Besides breaking the so-called 'fourth wall', with several references to the 'one watching us' or 'if we are being watched right now on a screen', not to mention a use of 'txt' shorthand at times and an entire world ruled by a lizard-geek, Super Paper Mario is full of clever nods, self-references, and homage. The Mega Star from New Super Mario Bros. makes a reprise, this time transforming the heroes into screen-high versions of their original Super Mario Bros. forms, together with enough flowers and mushrooms to keep any herbivore happy...though they don't make Mario throw flames or (ironically) become Super. The links to the past go as far as recreating the first underground level (1-2) from the 1985 Super Mario Bros., including the hidden coins and hidden warp pipes, and references to the number of Bowser's castles destroyed by Mario over the past twenty-two years. Super Paper Mario is filled with enough nods to make any veteran gamer tingle warmly with nostalgia.

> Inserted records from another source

Issue #8554, opened 2021-10-29
Update API for difficult questions in practice quizzes


sairina:
## Observed behavior
Currently, to access a difficult questions report, there are only two options for viewsets - one for an exercise and one for a quiz. However, for practice quizzes, we need some new functionality that is not present in either viewset.

|Frame|Notes|
|--|--|
|![Screen Shot 2021-10-28 at 9 29 13 PM](https://user-images.githubusercontent.com/13563002/139375806-e9814259-7fea-4650-b4f6-4733bb6723d4.png)|the practice quiz difficult questions report|
|![Screen Shot 2021-10-28 at 9 32 52 PM](https://user-images.githubusercontent.com/13563002/139376120-33d376da-c9ba-41a2-8046-afb07d01a3d3.png)|the possible responses that show up as a result of comparing the question with the learner's previous attempt|

## Expected behavior
We need additional functionality in our viewsets to address the ability to add:
- [x] restrict the returned attempts to only attempts for the most recently completed try for a user
- [x] comparatively, how the learner did on the question this time compared to their previous attempt - this could either be achieved by annotation on the attempt, or by fetching the other attemptlog from the penultimate attempt

## User-facing consequences
Without this, coaches will not be able to utilize the full functionality and purpose for having a student take a practice quiz several times.

## Steps to reproduce
1. Sign in as a coach
2. Click on the reports tab
3. Click on the lessons subtab. It should open lesson list page
4. Making sure you are in the report subtab here, click on the title for a resource that is an independent practice quiz
5. Click on the difficult questions subtab
6. Click on the question - this should take you to the difficult question report view.

bjester:
Hey team! Please [add your planning poker estimate](https://app.zenhub.com/workspaces/Kolibri-Ecosystem-6047e525b8b9d900182e2d6f/issues/learningequality/kolibri/8554?planning-poker) with ZenHub @marcellamaki @sairina @jredrejo @rtibbles

bjester:
Intersects a bit with API for reporting on practice quizzes which also has question diff

rtibbles:
Both requirements here were fulfilled by a combination of #8740 and #8645

PR #8634, opened 2021-11-08
Listing of practice quiz difficult questions

rtibbles:
## Summary
* Adds an endpoint for providing listings of question correctness for practice quizzes
* Adds testing to ensure only the most recent completed tries of a quiz are used to calculate results
* Adds initial integration inside the `questionList` module with a 'practiceQuiz' boolean flag to disambiguate an exercise from a practice quiz.

## References
Necessary precursor to #8554 but does not implement the fix detailed therein.

## Reviewer guidance
Does the API endpoint provide the required unique functionality for returning a list of all the questions that have been answered in completed tries, and return a summary of their correct responses and total responses?

Does the integration into the existing questionList module make sense? Should we use something other than a boolean flag to indicate the practiceQuiz?

----

## Testing checklist

## PR process

## Reviewer checklist

- PR is fully functional
- Documentation is updated

### DIFF
--- a/kolibri/plugins/coach/api.py
+++ b/kolibri/plugins/coach/api.py
@@ -2,6 +2,7 @@ import datetime
 
 from django.db import connections
 from django.db.models import Count
+from django.db.models import F
 from django.db.models import OuterRef
 from django.db.models import Subquery
 from django.db.models import Sum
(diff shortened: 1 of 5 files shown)


rtibbles:
Seems like my code does not work correctly on postgres, will update.

kolibri/plugins/coach/api.py
```diff
@@ -408,3 +410,69 @@ def retrieve(self, request, pk):
...
+            collection_id = group_id or classroom_id
+            masterylog_queryset = masterylog_queryset.filter(
+                user__memberships__collection_id=collection_id
+            )
+
+        masterylog_queryset = masterylog_queryset.filter(
+            id__in=Subquery(
+                MasteryLog.objects.all()
+                .order_by("-completion_timestamp")
+                .filter(user_id=OuterRef("user_id"), summarylog__content_id=pk)
```
bjester: Needs `masterylog__complete=True`? I forgot that on a similar query in my API work

rtibbles: Yes, I remembered it on the outer queryset, but it's needed here to.

Will also be updating the ordering for consistent null sorting, as I think that's the cause of the postgres failure here.

rtibbles: Added a regression test for this and updated.

bjester (approved):
Looks good to me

However, there is one early instance where nostalgia whole-heartedly drops in favour of a high-pitched scream and a frozen screen, rectified only by restarting Wii...thank god for the regular save blocks. But is this glitch an issue with our copy of the game? Apparently not, as forum posts across the web have confirmed that the Level 2-2 freeze is a bug found in the PAL versions Super Paper Mario. It's a shame that such an issue has been identified in the retail releases (though hopefully it will be rectified in a future update). How it managed to pass through testing without being found is difficult to understand, since it occurs if the player follows Mimi the Maid's instructions...here's a hint to avoid it...pick up the key before you return to speak to her a second time.
Ultimately, Super Paper Mario is the true spiritual successor to 'old skool' Mario games from the late 1980s and early 1990s - the 'Super Mario Bros' era - far more than the likes of Galaxy, Sunshine, and even the lofty figure that is Mario 64. It's quite literally a classic piece of gaming.